Sorting hat
特急がホグズミード駅に到着し、生徒たちが一斉に下車すると遠くから私たち一年生を呼ぶ声が聞こえた。声の方を見やると男の人が叫んでいる。ということは彼が現在のホグワーツの鍵の番人なんだろう。この役をハグリッド以外がやっていることに違和感が半端ない。男の人に先導されてみんなでボートに乗り、城へ向かう。しばらくして一気開けた視界の向こう側に堂々とそびえ立つホグワーツ城が現れた。
「わぁ、すごい。」
思わず感歎の声を漏らすと、隣のルクレティアもそれに反応する。
「えぇ、話には聞いていたけれど、やっぱり実物はすごいわ。」
そこかしこで同じような声がささやかれ、城に目を奪われているうちに私たちのボートは城に到着したのだった。
「みなさん、入学おめでとうございます。これからみなさんが生活を送る寮を決めるための儀式を行います。レイブンクロー、ハッフルパフ、グリフィンドール、そしてスリザリン。この四つの寮にみなさんの適正を判断して振り分けます。どの寮も素晴らしい歴史と伝統のある寮です。どの寮生になったとしても誇りを持って生活するように。それでは、大広間に向かいます。身だしなみを整えて、私に着いてきてください。」
副校長らしき人に付いて行き、大広間の扉を抜けるとそこには昔憧れた世界が広がっていた。何百人もの魔法使いの卵に、魔法で作られた夜空、教員席を一人ずつ見ると見覚えのある人物がいた。ダンブルドアとスラグホーンだ。二人ともまだ若い。ダンブルドアが校長の席に座っていないのも新鮮すぎる。その席に座っているのはアーマンド・ディペット校長だ。
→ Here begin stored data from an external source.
PR #103, opened 2020-12-01
Integrate LLVM at llvm/llvm-project@c21928285430

GMNGeoffrey:
[c21928285430](https://github.com/llvm/llvm-project/commit/c21928285430)

### DIFF
--- a/llvm-bazel/llvm_configs/abi-breaking.h.cmake
+++ b/llvm-bazel/llvm_configs/abi-breaking.h.cmake
@@ -20,7 +20,7 @@
 
 /* Allow selectively disabling link-time mismatch checking so that header-only
    ADT content from LLVM can be used without linking libSupport. */
-#if !LLVM_DISABLE_ABI_BREAKING_CHECKS_ENFORCING
+#if !defined(LLVM_DISABLE_ABI_BREAKING_CHECKS_ENFORCING) || !LLVM_DISABLE_ABI_BREAKING_CHECKS_ENFORCING
 
 // ABI_BREAKING_CHECKS protection: provides link-time failure when clients build
 // mismatch with LLVM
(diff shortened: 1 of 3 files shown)


llvm-bazel/llvm_configs/abi-breaking.h.cmake
```diff
@@ -20,7 +20,7 @@
 
 /* Allow selectively disabling link-time mismatch checking so that header-only
    ADT content from LLVM can be used without linking libSupport. */
-#if !LLVM_DISABLE_ABI_BREAKING_CHECKS_ENFORCING
+#if !defined(LLVM_DISABLE_ABI_BREAKING_CHECKS_ENFORCING) || !LLVM_DISABLE_ABI_BREAKING_CHECKS_ENFORCING
```
chandlerc, line 23: Do we not need to update our `abi-breaking.h` file?

chandlerc (changes requested):

llvm-bazel/llvm_configs/abi-breaking.h.cmake
GMNGeoffrey: We don't have one. We just have a Bazel rule that depends on the specific structure (but not this part of it)

https://github.com/google/llvm-bazel/blob/main/llvm-bazel/llvm-project-overlay/llvm/BUILD#L113-L124

chandlerc: Doh, sorry, forgot this one worked differently. Should have checked.

(Also sorry I didn't see your response earlier.)

chandlerc (approved):
LGTM

llvm-bazel/llvm_configs/abi-breaking.h.cmake
GMNGeoffrey: No worries

PR #30, opened 2024-10-14
LOC - Preprocess Keyence

lylebuist:
Translate the preprocess_keyance file into Rust.


lib/localisation/src/lib.rs
```diff
@@ -1 +1 @@
-#![no_std]
```
misha7b, line 1: We aren't allowed to remove the no_std or things will break

lylebuist: Ah okay, can we import it to use print?

lib/localisation/src/preprocessing/keyence.rs
```diff
@@ -1 +1,48 @@
+use heapless::Vec;
 
+#[derive(PartialEq, Debug)]
+pub enum SensorChecks {
+    Acceptable,
+    Unnaceptable,
+}
+
+pub struct KeyenceAgrees {
```
davidbeechey, line 11: Quick Rust doc `///` comment here to explain what this does would be good

davidbeechey (changes requested):
Looks like the C++ code was checking whether the Keyence sensors deviated two times in a row, rather than just once? Also with this structure we'd need to create a new instance each time we check whether Keyence agrees. Instead the new Keyence values should be passed into `check_keyence_agrees`, but the struct `KeyenceAgrees` will now need to keep track of the previous agreement status (I think).

Is this correct @misha7b?

lib/localisation/src/preprocessing/keyence.rs
lylebuist: So would we want it to store the previous sensor check and compare with that too? That then gets updated at the end of each run with the new one? To handle the 2 in a row.

davidbeechey: Yeah exactly, first time the two new keyence values disagree you'd set `self.last_agreement_status` to `false` and if they disagree a second time then you'd trigger the failure (and it would reset to `true` when they agree)

lib/localisation/src/preprocessing/keyence.rs
```diff
@@ -1 +1,54 @@
...
+    keyence_data: Vec<bool, 2>,
```
davidbeechey:
```suggestion
```

lib/localisation/src/preprocessing/keyence.rs
```diff
@@ -1 +1,54 @@
...
+
+impl KeyenceAgrees {
+    pub fn new(keyence_data: Vec<bool, 2>) -> Self {
+        KeyenceAgrees {
+            keyence_data,
+            previous_keyance_agreement: true,
+        }
+    }
+
+    pub fn check_keyence_agrees(&mut self) -> SensorChecks {
```
davidbeechey:
```suggestion
    pub fn check_keyence_agrees(&mut self, keyence_data: Vec<bool, 2>) -> SensorChecks {
```
The new keyence data should be passed into this function rather than `new` because once a new `KeyenceAgrees` has been created we'll just keep calling `check_keyence_agrees` with new values

lib/localisation/Cargo.toml
```diff
@@ -5,3 +5,4 @@ edition = "2021"
 
 [dependencies]
 nalgebra = "0.33.0"
```
davidbeechey:
```suggestion
nalgebra = { version = "0.33.0", default-features = false }
```

davidbeechey (changes requested):

lib/localisation/src/preprocessing/keyence.rs
lylebuist: Clippy is suggesting that i change the impl to a Default one, however when I do this the impl no longer likes having functions.

davidbeechey: It just wants you to add:

```rust
impl Default for KeyenceAgrees {
    fn default() -> Self {
        Self::new()
    }
}
```

misha7b (approved):
Looks good to me!

lib/localisation/src/preprocessing/keyence.rs
```diff
@@ -1 +1,96 @@
...
+
+impl KeyenceAgrees {
+    pub fn new() -> Self {
+        KeyenceAgrees {
+            previous_keyance_agreement: true,
+        }
+    }
+
+    pub fn check_keyence_agrees(&mut self, keyence_data: Vec<bool, 2>) -> SensorChecks {
+        if keyence_data[0] != keyence_data[1] && !self.previous_keyance_agreement {
```
misha7b: I guess keyence_data[0] != keyence_data[1] doesnt have to be repeated twice but i dont think that will make any difference lol

lib/localisation/src/preprocessing/keyence.rs
```diff
@@ -1 +1,96 @@
+use heapless::Vec;
 
+#[derive(PartialEq, Debug)]
+pub enum SensorChecks {
+    Acceptable,
+    Unnaceptable,
+}
+
+/// This struct checks if both the current and previous keyance data is in disagreement
```
davidbeechey:
```suggestion
/// This struct checks if both the current and previous Keyence data is in disagreement
```

lib/localisation/src/preprocessing/keyence.rs
```diff
@@ -1 +1,96 @@
...
+impl Default for KeyenceAgrees {
+    fn default() -> Self {
+        Self::new()
+    }
+}
+
+impl KeyenceAgrees {
+    pub fn new() -> Self {
+        KeyenceAgrees {
+            previous_keyance_agreement: true,
```
davidbeechey:
```suggestion
            previous_keyence_agreement: true,
```

davidbeechey (changes requested):
Sorry just spotted a couple of spelling things, then ready to merge!

davidbeechey (approved):

PR #32, opened 2024-10-14
SNS - Optical Flow

prakhars0206:


optical_flow.rs
davidbeechey, line 1: Move to `lib/sensors/src/optical_flow.rs` (you'll need to add it to `lib/sensors/src/lib.rs` too

optical_flow.rs
```diff
@@ -0,0 +1,127 @@
...
+
+#[derive(Serialize)]
+struct Payload {
+    x: i16,
+    y: i16,
+}
+
+
+// Make main function with flexible error handling
+pub fn main() -> Result<(), Box<dyn std::error::Error>> {
```
davidbeechey, line 92: This function won't live here, it'll be in one of the `board/{board_name}/tasks` folders as a task. Have a look at `boards/stm32l476rg/src/tasks/temperature.rs` as an example. (Just copy this code into a structure similar to that for now)

optical_flow.rs
```diff
@@ -0,0 +1,127 @@
...
+
+pub struct PMW3901<SPI> {
+    spi: SPI,
+
+}
+
+impl<SPI> PMW3901<SPI>
+where
+    SPI: HypedSpi,
+{
```
davidbeechey, line 24:
```suggestion
impl<SPI: HypedSpi> PMW3901<SPI>
```
You should be able to do something shorter like this instead

optical_flow.rs
```diff
@@ -0,0 +1,127 @@
...
+
+
+// implement get_motion function first
+// add readByteFromRegister (?) function to HypedSPI trait which takes register address and gives data
+
+const REG_MOTION_BURST: u8 = 0x16;
+const TIMEOUT: Duration = Duration::from_secs(5);
+
+
+pub struct PMW3901<SPI> {
```
davidbeechey, line 16:
```suggestion
pub struct PMW3901<SPI: HypedSpi> {
```
It's also standard to have single uppercase characters as type parameters, like `T`. But I don't mind `SPI` for now

optical_flow.rs
```diff
@@ -0,0 +1,127 @@
...
+    SPI: HypedSpi,
+{
+
+    
+    pub fn new(spi: SPI) -> Self {
+        PMW3901 { spi }
+    }
+
+    // **ATTEMPTED PYTHON IMPLEMENTATION OF get_motion**
+    pub fn get_motion(&mut self) -> Result<(i16, i16), &'static str>{
```
davidbeechey, line 32: You'll want to define an error enum type like `OpticalFlowError` instead of returning a string here. Have a look at `TemperatureError` as an example (you'll probably want to have an enum variant for `SpiError` for example

optical_flow.rs
davidbeechey: Probs better to call this `OpticalFlow` also

davidbeechey (changes requested):

davidbeechey:
Moved to #48.

PR #33, opened 2024-10-14
LOC - Implement Navigator

misha7b:
TODO:

- [ ] Implement Navigator.cpp from 2024 codebase in Rust.
- [ ] Think of a new name. "Localisator"??


lib/localisation/Cargo.toml
```diff
@@ -5,3 +5,4 @@ edition = "2021"
 
 [dependencies]
 nalgebra = "0.33.0"
```
davidbeechey, line 7:
```suggestion
nalgebra = { version = "0.33.0", default-features = false }
```
See: [https://nalgebra.org/docs/user_guide/wasm_and_embedded_targets/#compiling-without-standard-library](https://nalgebra.org/docs/user_guide/wasm_and_embedded_targets/#compiling-without-standard-library)

davidbeechey (changes requested):

PR #35, opened 2024-10-15
INFRA - Add STM32F767ZI board support

davidbeechey:
Don't really need this, but I had to create it to test something anyway so might ask well. Proves that it's super easy to support more than one board - didn't have to change any logic at all.


TomLonergan03 (approved):
assuming this works, lgtm

PR #36, opened 2024-10-16
LOC - Accelerometer Preprocessor

Sean-Leishman:
Migrates accelerometer preprocessor implementation from Hyped-2024


lib/core/src/types.rs
davidbeechey, line 1: If these types are only going to be used by the localisation code then they should go in `lib/localisation/src/types.rs`. (Core should be for things that other crates are likely to use as well)

davidbeechey: Actually, even just having them in the accelerometer preprocessing file is probably ok

lib/localisation/src/preprocessing/accelerometer.rs
```diff
@@ -1 +1,185 @@
-//test
+use heapless::Vec;
+use hyped_core::types::{AccelerometerData, RawAccelerometerData, SensorChecks};
+use hyped_core::types::{K_NUM_ACCELEROMETERS, K_NUM_ALLOWED_ACCELEROMETER_OUTLIERS, K_NUM_AXIS};
+
+pub struct AccelerometerPreprocessor {
+    num_reliable_accelerometers_: i32,
```
davidbeechey: I think the trailing underscore is a C++ thing so you can remove them

lib/core/src/types.rs
```diff
@@ -14,6 +16,28 @@ impl DigitalSignal {
...
+    x: i32,
+    y: i32,
+    z: i32,
+    timestamp: i32,
+    is_sensor_active: bool,
+}
+
+pub const K_NUM_ACCELEROMETERS: usize = 3;
+pub const K_NUM_AXIS: usize = 3;
+pub const K_NUM_ALLOWED_ACCELEROMETER_OUTLIERS: i32 = 2;
```
davidbeechey: Why a mix of `usize` and `i32`?

Sean-Leishman: Updated to use K_NUM_ALLOWED_ACCELEROMETER_OUTLIERS with `usize`. The mix is used so as to remain concise with initializing the required vectors with K_NUM_* fairly succiently

lib/core/src/types.rs
Sean-Leishman: Moved into a lib/localisation/src/types.rs just for now in case they are required for other files (such as filters)

lib/localisation/src/preprocessing/accelerometer.rs
```diff
@@ -1 +1,300 @@
...
+    lower_bound: f32,
+    upper_bound: f32,
+}
+
+impl Quartiles {
+    pub fn new(q1: f32, q2: f32, q3: f32, is_unreliable: bool) -> Self {
+        let mut bound_factor = 1.5;
+        if is_unreliable {
+            bound_factor = 1.2;
+        }
```
TomLonergan03:
```rust
let bound_factor = if is_unreliable {
    1.2
} else {
    1.5
};
```
is nicer imo

lib/localisation/src/preprocessing/accelerometer.rs
```diff
@@ -1 +1,300 @@
...
+    num_reliable_accelerometers: i32,
+    reliable_accelerometers: [bool; K_NUM_ACCELEROMETERS],
+    num_outliers_per_accelerometer: [i32; K_NUM_ACCELEROMETERS],
+}
+
+impl Default for AccelerometerPreprocessor {
+    fn default() -> Self {
+        Self::new()
+    }
+}
```
TomLonergan03: what is this for?

lib/localisation/src/preprocessing/accelerometer.rs
```diff
@@ -1 +1,300 @@
...
+    }
+
+    pub fn handle_outliers(
+        &mut self,
+        data: AccelerometerData<K_NUM_ACCELEROMETERS>,
+    ) -> Option<AccelerometerData<K_NUM_ACCELEROMETERS>> {
+        let quartiles = match self.calculate_quartiles(&data) {
+            Some(quartiles) => quartiles,
+            None => return None,
+        };
```
TomLonergan03:
```rust
let quartiles = self.calculate_quartiles(&data)?;
```
`?` operator will give back the wrapped value of a `Some(...)` or early return if `None`

lib/localisation/src/preprocessing/accelerometer.rs
```diff
@@ -1 +1,300 @@
...
+            const SIZE: usize = K_NUM_ACCELEROMETERS - 1;
+            let mut filtered_data: AccelerometerData<SIZE> =
+                AccelerometerData::from_slice(&[0.0; SIZE]).unwrap();
+            let mut filtered_data_idx = 0;
+            data.iter().enumerate().for_each(|(i, val)| {
+                if self.reliable_accelerometers[i] {
+                    filtered_data[filtered_data_idx] = *val;
+                    filtered_data_idx += 1;
+                }
+            });
```
TomLonergan03:
```rust
let filtered_data: AccelerometerData<SIZE> = data
    .iter()
    .enumerate()
    .filter(|(i, _)| self.reliable_accelerometers[*i])
    .map(|(_, &val)| val)
    .collect();
```
this might be nicer (if i understand correctly what you're doing) (and if i remember how rust works)

lib/localisation/src/preprocessing/accelerometer.rs
```diff
@@ -1 +1,300 @@
...
+            axis.iter().for_each(|val| {
+                magnitude += val * val;
+            });
+            accelerometer_data[i] = magnitude.sqrt();
+        });
+
+        let clean_accelerometer_data = match self.handle_outliers(accelerometer_data) {
+            Some(data) => data,
+            None => return None,
+        };
```
TomLonergan03:
```rust
let clean_accelerometer_data = self.handle_outliers(accelerometer_data)?;
```

TomLonergan03 (commented):
looks good, here are some suggestions
(i don't know much about what you're trying to do so they may be wrong)

lib/localisation/Cargo.toml
```diff
@@ -5,3 +5,6 @@ edition = "2021"
 
 [dependencies]
 nalgebra = "0.33.0"
```
davidbeechey:
```suggestion
nalgebra = { version = "0.33.0", default-features = false }
```
See: [https://nalgebra.org/docs/user_guide/wasm_and_embedded_targets/#compiling-without-standard-library](https://nalgebra.org/docs/user_guide/wasm_and_embedded_targets/#compiling-without-standard-library)

davidbeechey (changes requested):

lib/localisation/src/preprocessing/accelerometer.rs
Sean-Leishman: Left over from a prior impl

lib/core/src/types.rs
davidbeechey: Can all of the localisation stuff be removed from this file now then?

lib/localisation/src/preprocessing/accelerometer.rs
```diff
@@ -1 +1,283 @@
...
+                .enumerate()
+                .filter(|(i, _)| self.reliable_accelerometers[*i])
+                .map(|(_, val)| *val)
+                .collect();
+            quartiles = self.get_quartiles(&filtered_data);
+        } else {
+            return None;
+        }
+
+        Some(quartiles)
```
davidbeechey: Might be nicer here to return early with `Some(quartiles)` rather than have an uninitialised `quartiles` variable. Then you'd not need the last `else` and can just return `None`

davidbeechey (changes requested):
Looks good (I'm not familiar with the logic, but the code looks okay at least). 

Please add Rust doc comments (`///`) for `Quartiles` and `AccelerometerPreprocessor` explaining what they do in reasonable detail (at least a few lines), and comments on the individual functions too. Thanks!

lib/localisation/src/preprocessing/accelerometer.rs
```diff
@@ -1 +1,283 @@
...
+            RawAccelerometerData::from_slice(&[
+                Vec::from_slice(&[1.0, 2.0, 3.0]).unwrap(), // sqrt(14) = 3.74
+                Vec::from_slice(&[4.0, 5.0, 6.0]).unwrap(), // sqrt(77) = 8.77
+                Vec::from_slice(&[7.0, 8.0, 9.0]).unwrap(), // sqrt(194) = 13.93
+                Vec::from_slice(&[10.0, 11.0, 12.0]).unwrap(), // sqrt(365) = 19.1
+            ])
+            .unwrap();
+
+        let processed_data = preprocessor.process_data(raw_data);
+        assert!(processed_data.is_some());
```
TomLonergan03, line 213: It would be good to have a test that checks more than `process_data` just returning `Some(_)`

In this test `processed_data == Some(Vec::from_slice(&[3.7416575, 8.774964, 13.928389, 19.104973]).unwrap());`, if those are the right values then you should assert them, otherwise work out what they should be

lib/localisation/src/preprocessing/accelerometer.rs
```diff
@@ -1 +1,283 @@
...
+            AccelerometerData::from_slice(&[0.0; K_NUM_ACCELEROMETERS]).unwrap();
+        let mut magnitude: f32 = 0.0;
+
+        data.iter().enumerate().for_each(|(i, axis)| {
+            magnitude = 0.0;
+            axis.iter().for_each(|val| {
+                magnitude += val * val;
+            });
+            accelerometer_data[i] = magnitude.sqrt();
+        });
```
TomLonergan03:
```suggestion        
        let accelerometer_data: AccelerometerData<K_NUM_ACCELEROMETERS> = data
            .iter()
            .map(|axis| axis.iter().fold(0.0, |acc, val| acc + val * val).sqrt())
            .collect();
```
I think this is a nicer way to do this, avoids unnecessary `mut`s
Maybe i'm just too functional pilled tho

TomLonergan03 (approved):
looks good, made a couple suggestions to make things a little more concise or robust

misha7b (approved):
Looks good!

davidbeechey (approved):

PR #38, opened 2024-10-18
SNS - Create `HypedSpi` trait

davidbeechey:
Creates the `HypedSpi` trait for abstracting SPI. Will enable a `MockSpi` struct and for SPI sensors to be implemented without having to wait for the STM32 implementation of SPI to be implemented first.

**To do:**
- [ ] Is the way that word size is implemented okay?

The alternative to this if word size is a problem is to just use the Embassy implementation of SPI to implement sensors that are board-specific. E.g. create optical flow in `boards/stm32h7.../sensors`. Would mean that if we want to support this sensor on another board we would have to duplicate the entire sensor implementation (and maybe change it), rather than just implementing `HypedSpi` for it. Thoughts?


lib/io/src/spi.rs
```diff
@@ -0,0 +1,22 @@
+/// SPI errors that can occur
+/// From: https://docs.embassy.dev/embassy-stm32/git/stm32f103c8/spi/enum.Error.html
+pub enum SpiError {
```
TomLonergan03, line 3: is there a reason to redefine this instead of doing `pub use embassy_stm32::spi::Error as SpiError;` (i think that's the right way to reexport the type)

lib/io/src/spi.rs
```diff
@@ -0,0 +1,22 @@
...
+/// A word is either u8 or u16
+pub enum WordSize {
+    U8(u8),
+    U16(u16),
+}
+
+/// SPI trait used to abstract SPI and allow for mocking
+pub trait HypedSpi {
+    /// Read data into `words` from the SPI sensor
+    fn read(&mut self, words: &mut [WordSize]) -> Result<(), SpiError>;
```
TomLonergan03, line 19: is the out-param the best way to return the read words?

lib/io/src/spi.rs
davidbeechey: Part of the bind we're having with abstractions is that we can't use `embassy_stm32` because we have to enable exactly one board feature for it which makes the crate board-specific (so we wouldn't be able to reuse it across different boards)

lib/io/src/spi.rs
davidbeechey: Honestly not sure, idk if we can just return a slice because we'd need to know its size in advance

licornes-fluos (approved):

TomLonergan03 (approved):

davidbeechey:
Might have to modify the `WordSize` later on, or just replace it with a generic type `T`, but it's good enough to start with.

「それではABC順に名前を呼ぶので呼ばれたらこの椅子に座ってください。」
遂に組分けが始まった。ABC順なら私は「Black」なので割と最初の方だ。「Lucretia」と「Walburga」ならLの方が早いのでルクレティアが先に組分けになるだろう。
「ヴァル・・・」
隣にいるルクレティアが不安そうに手を握ってくるので、私もそっと握り返す。
「大丈夫よルクレティア、大丈夫」
「ブラック・ルクレティア」
そうこうしている内に遂にルクレティアの番になってしまった。握っていた私の手をそっと離し、ゆっくり壇上へ上がっていく。周りは「ブラック」の名前に反応したのかさっきより少しざわめきが多くなった。
「スリザリン!」
帽子をかぶってしばらくすると高らかな宣言が大広間に響いた。ルクレティアは嬉しそうにスリザリンのテーブルに歩いて行った。ルクレティアが終わったということは、
「ブラック・ヴァルブルガ」
そう、私の番なのだ。
頭にそっと帽子が乗せられる。
「おぉ!今年はブラック家が二人もおるのか!しかし、君は今まで組分けしてきたブラックの者たちとは少々違うようじゃ。・・・ふむ、面白い、実に面白い。君はハッフルパフとスリザリン、どちらにも入れる素質を持っておる。ハッフルパフであれば穏やかな生活を送れるだろう。スリザリンであれば君の秘めたる魅力が輝く。さて、どちらに入れたものか・・・」
帽子の言葉通り、ハッフルパフなら穏やかな生活が遅れそうだ。しかし、私はここに穏やかな生活を送ることを目的に来たのではない。未来の穏やかな生活のために来たのだ。だったら、私の選択肢はたった一つ。私はハッフルパフに入れるほど優しくない。大切なものを守るためなら、どんな手段もいとわない。この血に誇りを持っているし、家族に誇りを持っている。お父様とお母様の過ごした寮で私らしく生きたいのだ。いつか私がこの手で抱える宝物のために。
「なるほど、なるほど。そうか、それならば君にはもうここしかあるまい。
スリザリン!!」
私の考えをくみ取った帽子がまた高らかに叫ぶ。そして帽子を取る間際にささやき声が聞こえた。
「王家の娘よ。君は君らしく生きられるであろう。頑張りなさい。未来のために。」
帽子の言葉に一つ頷いて、いまだに湧き立つスリザリンテーブルへと足を進めた。